Libertarian thinking about everything. --Ere he shall lose an eye for such a trifle... For doing deeds of nature! I'm ashamed. The law is such an ass. -- G. Chapman, 1654.
May 25, 2010
M1 Carbine-- just milsurp junk
As we all know, the M1 Carbine is a sloppy WW2 make-do, a substitute for the pistol and designed to permit the untrained citizen soldier to inconvenience the enemy to a slightly greater degree than permitted by his 1911A1 skills.
Ergo this group could not possibly have been fired by my friend Ken from a run-of-the-mill GI carbine a couple of months ago, five shots at some 35 yards, standing, leaning on a tractor tire, on a cold day.
The aiming mark is 1 3/4 inches. The group measures 5/8. I don't know the ammo, but we usually grab a handful from which ever can is closest.
I would claim this target as my own, but sometimes Ken reads this crap.
May 24, 2010
Overheard in an Iowa Gander Mountain on the Mississippi
Me: (Places a box of box of 9mm Luger blasting ammo -- $14.99 -- and a $20 bill on the counter.)
She: Your zip code?
Me: You don't need to know that.
She: Yes I do. (Pause) Oh, I need to know if you live in Iowa or Illinois.
Me. Why?
She: Because if you live in Illinois I can't sell you bullets. You live in Iowa or Illinois?
Me: I do not live in Illinois. (This was wretched expedience over principles. I wanted the rounds and I wanted to get on the road pronto. Mea clupa.)
She: (Gives her customer a glare of pure hatred, picks up the twenty and rings the sale. Bags the "bullets" and forces a thin kyu through her painted lips. )
-----
Supposing I had told this twit that I was on my way home to Staten Island?
The marketing firm called Ruger
The latest news from Ruger is that the same top-notch engineering and quality control that went into the LCPs and SR9s now may infect the LCR . Like its black plastic sibs it is proving itself capable of surprise, namely strewing gun parts and shards of cartridges, over a wide area.

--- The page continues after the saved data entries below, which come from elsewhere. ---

PR #10, opened 2020-02-02
Async jupyter client

davidbrochart:
This is a follow-up of https://github.com/jupyter/nbclient/pull/6. It has to be used with https://github.com/jupyter/jupyter_client/pull/506.

### DIFF
--- a/nbclient/execute.py
+++ b/nbclient/execute.py
@@ -3,6 +3,7 @@ from textwrap import dedent
 from contextlib import contextmanager
 from time import monotonic
 from queue import Empty
+import asyncio
 
 from traitlets.config.configurable import LoggingConfigurable
 from traitlets import List, Unicode, Bool, Enum, Any, Type, Dict, Integer, default
@@ -366,6 +367,28 @@ class Executor(LoggingConfigurable):
 
         return self.nb
 
+    # TODO: Remove non-kwarg arguments
+    async def async_execute(self, **kwargs):
+        """
+        Executes each code cell.
+
+        Returns
+        -------
+        nb : NotebookNode
+            The executed notebook.
+        """
+        self.reset_execution_trackers()
+
+        with self.setup_kernel(**kwargs):
+            self.log.info("Executing notebook with kernel: %s" % self.kernel_name)
+            for index, cell in enumerate(self.nb.cells):
+                await self.async_execute_cell(cell, index)
+            info_msg = self._wait_for_reply(self.kc.kernel_info())
+            self.nb.metadata['language_info'] = info_msg['content']['language_info']
+            self.set_widgets_metadata()
+
+        return self.nb
+
     def set_widgets_metadata(self):
         if self.widget_state:
             self.nb.metadata.widgets = {
@@ -396,6 +419,30 @@ class Executor(LoggingConfigurable):
             return cell
 
         reply, outputs = self.run_cell(cell, cell_index, store_history)
+        # Backwards compatibility for processes that wrap run_cell
+        cell.outputs = outputs
+
+        cell_allows_errors = self.allow_errors or "raises-exception" in cell.metadata.get(
+            "tags", []
+        )
+
+        if self.force_raise_errors or not cell_allows_errors:
+            if (reply is not None) and reply['content']['status'] == 'error':
+                raise CellExecutionError.from_cell_and_msg(cell, reply['content'])
+
+        self.nb['cells'][cell_index] = cell
+        return cell
+
+    async def async_execute_cell(self, cell, cell_index, store_history=True):
+        """
+        Executes a single code cell.
+
+        To execute all cells see :meth:`execute`.
+        """
+        if cell.cell_type != 'code' or not cell.source.strip():
+            return cell
+
+        reply, outputs = await self.async_run_cell(cell, cell_index, store_history)
         # Backwards compatibility for processes that wrap run_cell
         cell.outputs = outputs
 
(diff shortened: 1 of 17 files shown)


nbclient/execute.py
```diff
@@ -502,14 +532,41 @@ def _passed_deadline(self, deadline):
         return False
 
     def run_cell(self, cell, cell_index=0, store_history=False):
+        loop = get_loop()
+        return loop.run_until_complete(self.async_run_cell(cell, cell_index, store_history))
+
+    async def poll_output_msg(self, parent_msg_id, cell, cell_index, timeout=None):
```
MSeal: Will need to do some more manual testing to ensure we correctly timeout, pass execution context, and handle errors cleanly. Some of those patterns are tested in the synchronous path with some assumptions that might not hold for the async version.

nbclient/tests/test_execute.py
```diff
@@ -270,6 +295,55 @@ def test_many_parallel_notebooks(capfd):
     assert captured.err == ""
 
 
+def test_async_parallel_notebooks(capfd, tmpdir):
```
MSeal: Nice! Glad these tests are here to validate parallel execution

tox.ini
```diff
@@ -33,20 +33,20 @@ commands =
...
-    dist: python3.6
-    docs: python3.6
+    flake8: python3.8
+    manifest: python3.8
+    dist: python3.8
+    docs: python3.8
 deps = .[dev]
-commands = pytest -vv --maxfail=2 --cov=nbclient -W always {posargs}
+commands =
+    /bin/bash -c 'python -m pip install -e git+https://git@github.com/davidbrochart/jupyter_client.git@async_client#egg=jupyter_client'
```
MSeal: We can put that in the requirements file to test as a git path without needing to toss it in the commands. That also makes the package install cleaner for local development and indicates the branch is dependent on an unreleased code dependency.

davidbrochart: I tried to put it in the requirements file but never managed to make it work, that's why it ended up here (I had an error about pip not being able to parse it).

nbclient/execute.py
davidbrochart: Just to explain a bit more how I implemented the asynchronous functionality, there are now two tasks that are run in parallel:
- `_poll_for_reply`: asynchronously awaits a reply on the shell channel (possibly with timeout).
- `poll_output_msg`: asynchronously awaits a message on the IOPub channel for cell execution. We first await as long as no reply is received on the shell channel, and when a reply is received on the shell channel we cancel this task and launch it again with a timeout.

davidbrochart:
Thanks for reviewing @MSeal. There are a couple of issues related to compatibility of async with older Python versions:
- in `setup_kernel` (which is now async because it awaits `start_new_kernel_client` which awaits `wait_for_ready` which awaits `get_msg`...) there is a `yield` which leads to a `SyntaxError: 'yield' inside async function` in Python 3.5. Also in Python 3.5 and 3.6  `asynccontextmanager` doesn't exist in `contextlib`.
- in the tests we now mock messages asynchronously, but `AsyncMock` only exists in `unittest.mock`  from Python 3.8.

That being said, I think we should work on fixing these issues and not have a `nbclient-async` separate module.

SylvainCorlay:
> Another option is to release two modules, nbclient and nbclient-async independently.

That seems a bit overkill to me!

davidbrochart:
Trigger CI.

davidbrochart:
@MSeal I managed to get Python compatibility from 3.5 to 3.8, but it looks like the CI dies randomly for `test_many_parallel_notebooks`. I'm not sure if it's because of low CI resources or if it's a real issue.

davidbrochart:
Trigger CI.

tox.ini
MSeal: all good, there's a way to make it happy but we can instead just focus on getting async support merged and released in jupyter_client as a pre-req for this PR to be released.

nbclient/execute.py
MSeal: Thanks, that helps!

MSeal:
> @MSeal I managed to get Python compatibility from 3.5 to 3.8, but it looks like the CI dies randomly for `test_many_parallel_notebooks`. I'm not sure if it's because of low CI resources or if it's a real issue.

I've seen python 3.5 fail randomly in nbconvert and now in nbclient where the kernel dies unexpectantly due to port conflicts. I believe that's related to ipython no longer releasing 3.5 versions (`ipython==7.9.0` vs `ipython==7.12.0`) and there being some outstanding bugs in ipython 7.9. I think the parallel notebook tests should probably scope to 3.6+ given the ipython issues. However the
```
E       AssertionError: assert '[IPKernelApp] WARNING | Parent appears to have exited, shutting down.\n' == ''
E         - [IPKernelApp] WARNING | Parent appears to have exited, shutting down.
```
is new to me -- that looks like something different is happening.

nbclient/execute.py
```diff
@@ -520,57 +582,14 @@ def run_cell(self, cell, cell_index=0, store_history=False):
...
-                self.process_message(msg, cell, cell_index)
-            except CellExecutionComplete:
-                more_output = False
+        exec_timeout = self._get_timeout(cell)
+        task_poll_output_msg = asyncio.ensure_future(
+            self.poll_output_msg(parent_msg_id, cell, cell_index)
+        )
+        exec_reply = await self._poll_for_reply(parent_msg_id, cell, exec_timeout)
+        if not task_poll_output_msg.done():
+            task_poll_output_msg.cancel()
```
maartenbreddels: Never knew about cancel, can this mean a message can get lost?

davidbrochart: I don't think so, because messages are queued anyway in zmq. And we create a new task polling for messages just after that.

maartenbreddels: But can it cancel, when it's off the zmq queue, say, it's in the json parser. How does it cancel like Ctrl-c.

davidbrochart: It can't do anything between two `await`, so it depends on the implementation. For instance, in `zmq.asyncio.Socket.recv_multipart` we might await `zmq.asyncio.Socket.recv` several times and so cancelling in the middle of it can lead to losing a message, you're right.

SylvainCorlay:
> due to port conflicts

@MSeal there is an accurate description of that issue in https://github.com/jupyter/jupyter_client/issues/487 by @JohanMabille.

Basically the whole handshake model of the kernel protocol is an antipattern. The client should not tell the kernel which ports to use. It should only open one socket for the kernel to communicate back the available ports for itself...

nbclient/execute.py
davidbrochart: Another way that I tried out was to leave the first `poll_output_msg` task running (with no timeout) and launch another one with a timeout, and then `asyncio.wait(both_tasks, return_when=asyncio.FIRST_COMPLETED)`, but it doesn't handle exceptions well (there is a `return_when=asyncio.FIRST_EXCEPTION` for that).
I can't think of a better solution right now.

davidbrochart:
@maartenbreddels I reworked the polling on the shell and iopub channels. Now the polling on iopub channel task is run only once (with no timeout), and when we have an exec reply we `wait_for` that task with a timeout, which will cancel the task after the timeout. That way there is no task rescheduling and no risk to loose a message.

maartenbreddels:
Sounds brilliant, I'll review next week!

(from mobile phone)

davidbrochart:
@MSeal jupyter_client now has an async API (https://github.com/jupyter/jupyter_client/pull/506 has been merged). How would you like to proceed? I guess we should make a release of jupyter_client before merging this PR.

meeseeksmachine:

https://discourse.jupyter.org/t/welcome-new-jupyter-client-nbclient-maintainer-david-brochart/3467/1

Full disclosure: I have personal beef with this company. After months of trying to get some one's attention to a badly botched safety conversion of a three-screw, I finally tore the thing down and fixed it myself. It is still tough to get over the fact that the returned Single Six was accompanied by a signed statement that a certified technician had test fired the weapon and found it flawless. Could the lack have been in me for being unable to cock the hammer without multiple tries and jiggling the cylinder and trigger? That it wouldn't lock up when cocked? That the trigger would only randomly release the hammer? Mind you, this was out of the box, and many weeks worth of emails to Ruger were rewarded with silence.

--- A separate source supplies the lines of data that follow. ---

PR #15, opened 2020-02-05
Rename executenb() -> execute()

mgeier:
To be perfectly blunt, `executenb()` is a bad name.

### DIFF
--- a/nbclient/tests/test_execute.py
+++ b/nbclient/tests/test_execute.py
@@ -465,7 +465,7 @@ while True: continue
         assert_notebooks_equal(original, executed)
 
     def test_execute_function(self):
-        # Test the executb() convenience API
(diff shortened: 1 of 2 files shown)


nbclient/tests/test_execute.py
```diff
@@ -465,14 +465,14 @@ def process_message(self, msg, cell, cell_index):
         assert_notebooks_equal(original, executed)
 
     def test_execute_function(self):
-        # Test the executenb() convenience API
+        # Test the executb() convenience API
```
MSeal: `execute`

mgeier: Oooops. Fixed in ad4f1880a2d5c929b73f3cc294e252c734e22128.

My Ruger disgust goes deeper -- to the LCP fiasco, the SR9 recalls, and now the case of the exploding plastic wheel gun. As an RGR stockholder I watched the company being delivered into the hands of the MBA marketing shamans who may never have fired anything more lethal than an Andre cork. They looked around, saw that other gun companies had proved black was beautiful, or at least profitable, and started ordering vats of the plastic crap while their interns researched abbreviated time-to-market possibilities.
The result is exploding guns, and, quite probably, a corporate decision that it is cheaper to get sued a few times and to spend more on public relations than it is to build proud firearms.
For decades I was a Ruger addict. Getting over it requires a 12-step program, including dumping the last of the RGR stock. Who the Hell wants to own stock in -- or a gun built by -- the new Lorcin of the firearms industry?
The process is much like watching a once beautiful and faithful wife go emotionally awry and wind up down at a Scully Square corner, desperately motioning "c'mon" at slowly passing cars.
The process is much like watching a once beautiful and faithful wife go emotionally awry and wind up down at a Scully Square corner, desperately motioning "c'mon" at slowly passing cars.